## Prompt
Each line of the records that holds the word "ConfigExpression" should be copied out.

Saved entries
--- START ---

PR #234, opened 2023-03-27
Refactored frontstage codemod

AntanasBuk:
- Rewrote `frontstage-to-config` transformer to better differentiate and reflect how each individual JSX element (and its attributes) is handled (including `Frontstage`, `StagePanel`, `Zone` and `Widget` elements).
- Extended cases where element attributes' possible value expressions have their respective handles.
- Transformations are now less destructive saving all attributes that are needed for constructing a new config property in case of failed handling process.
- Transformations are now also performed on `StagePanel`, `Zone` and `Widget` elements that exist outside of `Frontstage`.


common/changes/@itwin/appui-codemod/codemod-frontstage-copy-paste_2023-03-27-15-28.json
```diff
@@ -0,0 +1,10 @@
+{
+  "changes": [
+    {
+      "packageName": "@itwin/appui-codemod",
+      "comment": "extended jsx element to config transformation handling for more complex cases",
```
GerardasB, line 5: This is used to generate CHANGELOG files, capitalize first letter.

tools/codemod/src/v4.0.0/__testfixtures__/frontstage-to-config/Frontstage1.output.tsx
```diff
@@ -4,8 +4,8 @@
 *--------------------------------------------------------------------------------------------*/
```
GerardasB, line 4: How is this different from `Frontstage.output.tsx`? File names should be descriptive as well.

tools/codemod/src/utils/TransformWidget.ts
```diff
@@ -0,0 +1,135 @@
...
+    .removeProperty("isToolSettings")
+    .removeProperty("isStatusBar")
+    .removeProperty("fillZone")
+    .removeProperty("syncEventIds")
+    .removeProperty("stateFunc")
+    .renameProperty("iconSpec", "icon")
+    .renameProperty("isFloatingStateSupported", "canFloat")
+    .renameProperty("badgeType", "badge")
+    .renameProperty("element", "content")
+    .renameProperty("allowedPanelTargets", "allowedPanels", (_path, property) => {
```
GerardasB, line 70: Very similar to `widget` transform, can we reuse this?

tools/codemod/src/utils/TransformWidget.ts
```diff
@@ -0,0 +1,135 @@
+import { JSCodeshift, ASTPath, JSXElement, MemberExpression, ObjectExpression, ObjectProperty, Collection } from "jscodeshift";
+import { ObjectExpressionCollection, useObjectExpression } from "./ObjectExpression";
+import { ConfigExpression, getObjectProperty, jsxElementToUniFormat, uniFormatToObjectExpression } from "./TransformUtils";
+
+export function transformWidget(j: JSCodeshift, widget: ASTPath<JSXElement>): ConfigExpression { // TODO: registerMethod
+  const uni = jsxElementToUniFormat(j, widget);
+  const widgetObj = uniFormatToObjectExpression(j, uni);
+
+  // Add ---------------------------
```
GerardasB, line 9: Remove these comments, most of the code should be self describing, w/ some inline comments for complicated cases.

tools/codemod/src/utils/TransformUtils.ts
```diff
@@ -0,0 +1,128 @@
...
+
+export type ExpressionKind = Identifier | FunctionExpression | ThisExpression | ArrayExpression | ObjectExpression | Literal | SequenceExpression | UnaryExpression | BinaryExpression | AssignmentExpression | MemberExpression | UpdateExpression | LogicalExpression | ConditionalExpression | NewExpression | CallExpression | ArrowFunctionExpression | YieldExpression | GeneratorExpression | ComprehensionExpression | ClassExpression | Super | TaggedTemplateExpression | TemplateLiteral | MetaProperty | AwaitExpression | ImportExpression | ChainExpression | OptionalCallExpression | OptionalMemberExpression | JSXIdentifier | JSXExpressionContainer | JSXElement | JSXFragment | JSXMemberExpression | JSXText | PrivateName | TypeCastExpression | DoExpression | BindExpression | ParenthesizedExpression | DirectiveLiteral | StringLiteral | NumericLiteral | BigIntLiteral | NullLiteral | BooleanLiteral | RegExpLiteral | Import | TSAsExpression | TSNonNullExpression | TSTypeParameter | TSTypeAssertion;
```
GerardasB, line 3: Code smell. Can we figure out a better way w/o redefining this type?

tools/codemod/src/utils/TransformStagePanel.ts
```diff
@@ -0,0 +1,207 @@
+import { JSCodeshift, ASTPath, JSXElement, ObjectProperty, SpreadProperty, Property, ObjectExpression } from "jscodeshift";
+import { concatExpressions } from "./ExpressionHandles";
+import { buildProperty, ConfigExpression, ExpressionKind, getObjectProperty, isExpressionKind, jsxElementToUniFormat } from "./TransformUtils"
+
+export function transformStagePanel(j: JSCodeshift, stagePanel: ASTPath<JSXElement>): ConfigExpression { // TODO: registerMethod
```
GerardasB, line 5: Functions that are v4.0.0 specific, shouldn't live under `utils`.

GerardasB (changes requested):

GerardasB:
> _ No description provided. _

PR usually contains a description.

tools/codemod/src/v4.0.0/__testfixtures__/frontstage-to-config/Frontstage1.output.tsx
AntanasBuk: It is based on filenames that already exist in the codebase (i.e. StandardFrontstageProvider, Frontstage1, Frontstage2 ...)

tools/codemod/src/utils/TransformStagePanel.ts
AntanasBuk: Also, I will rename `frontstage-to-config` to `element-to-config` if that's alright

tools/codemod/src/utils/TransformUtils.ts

--- END ---
--- START ---

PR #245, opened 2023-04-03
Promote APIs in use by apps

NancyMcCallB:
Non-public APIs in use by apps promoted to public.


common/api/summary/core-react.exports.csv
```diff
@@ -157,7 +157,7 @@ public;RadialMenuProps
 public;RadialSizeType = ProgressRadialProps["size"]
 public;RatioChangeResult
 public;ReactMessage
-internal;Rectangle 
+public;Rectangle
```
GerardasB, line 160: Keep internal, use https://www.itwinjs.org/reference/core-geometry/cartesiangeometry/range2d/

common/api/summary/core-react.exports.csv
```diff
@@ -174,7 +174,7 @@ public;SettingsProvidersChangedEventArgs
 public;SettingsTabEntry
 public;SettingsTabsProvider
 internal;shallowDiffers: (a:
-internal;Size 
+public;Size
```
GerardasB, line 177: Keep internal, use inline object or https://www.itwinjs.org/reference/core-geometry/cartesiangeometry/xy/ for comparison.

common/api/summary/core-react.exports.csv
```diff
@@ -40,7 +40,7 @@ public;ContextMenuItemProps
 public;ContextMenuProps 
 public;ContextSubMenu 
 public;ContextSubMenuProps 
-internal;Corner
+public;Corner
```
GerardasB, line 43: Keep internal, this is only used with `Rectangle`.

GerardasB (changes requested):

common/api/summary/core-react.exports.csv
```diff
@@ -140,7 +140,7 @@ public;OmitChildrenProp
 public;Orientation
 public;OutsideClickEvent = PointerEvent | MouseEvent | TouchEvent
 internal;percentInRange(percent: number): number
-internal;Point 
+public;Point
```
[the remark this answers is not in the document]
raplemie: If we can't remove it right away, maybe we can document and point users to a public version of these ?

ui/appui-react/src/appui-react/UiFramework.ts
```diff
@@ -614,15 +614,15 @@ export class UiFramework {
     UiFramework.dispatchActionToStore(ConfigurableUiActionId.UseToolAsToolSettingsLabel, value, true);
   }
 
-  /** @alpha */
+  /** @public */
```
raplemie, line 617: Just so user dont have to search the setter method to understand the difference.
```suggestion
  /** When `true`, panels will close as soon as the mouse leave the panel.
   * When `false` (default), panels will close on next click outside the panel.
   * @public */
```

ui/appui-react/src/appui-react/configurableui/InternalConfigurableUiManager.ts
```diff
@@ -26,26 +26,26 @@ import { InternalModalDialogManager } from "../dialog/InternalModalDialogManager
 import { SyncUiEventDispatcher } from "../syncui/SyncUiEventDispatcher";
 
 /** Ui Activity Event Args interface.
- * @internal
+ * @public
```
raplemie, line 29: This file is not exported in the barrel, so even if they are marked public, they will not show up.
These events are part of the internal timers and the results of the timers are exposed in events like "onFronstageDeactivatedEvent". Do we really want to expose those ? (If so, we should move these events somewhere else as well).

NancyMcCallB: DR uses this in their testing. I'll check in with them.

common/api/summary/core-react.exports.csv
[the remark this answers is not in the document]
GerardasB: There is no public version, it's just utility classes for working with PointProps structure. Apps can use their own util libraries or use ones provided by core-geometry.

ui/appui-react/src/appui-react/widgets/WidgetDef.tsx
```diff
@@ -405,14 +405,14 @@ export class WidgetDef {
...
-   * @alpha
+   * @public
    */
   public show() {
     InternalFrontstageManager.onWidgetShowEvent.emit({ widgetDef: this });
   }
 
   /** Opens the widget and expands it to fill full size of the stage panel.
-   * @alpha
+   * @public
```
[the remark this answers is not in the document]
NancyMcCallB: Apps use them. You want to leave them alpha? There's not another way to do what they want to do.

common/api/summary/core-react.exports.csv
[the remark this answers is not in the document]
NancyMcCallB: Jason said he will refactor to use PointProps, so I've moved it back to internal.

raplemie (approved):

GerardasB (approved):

--- END ---

## Solution
+import { ConfigExpression, getObjectProperty, jsxElementToUniFormat, uniFormatToObjectExpression } from "./TransformUtils";
+export function transformWidget(j: JSCodeshift, widget: ASTPath<JSXElement>): ConfigExpression { // TODO: registerMethod
+import { buildProperty, ConfigExpression, ExpressionKind, getObjectProperty, isExpressionKind, jsxElementToUniFormat } from "./TransformUtils"
+export function transformStagePanel(j: JSCodeshift, stagePanel: ASTPath<JSXElement>): ConfigExpression { // TODO: registerMethod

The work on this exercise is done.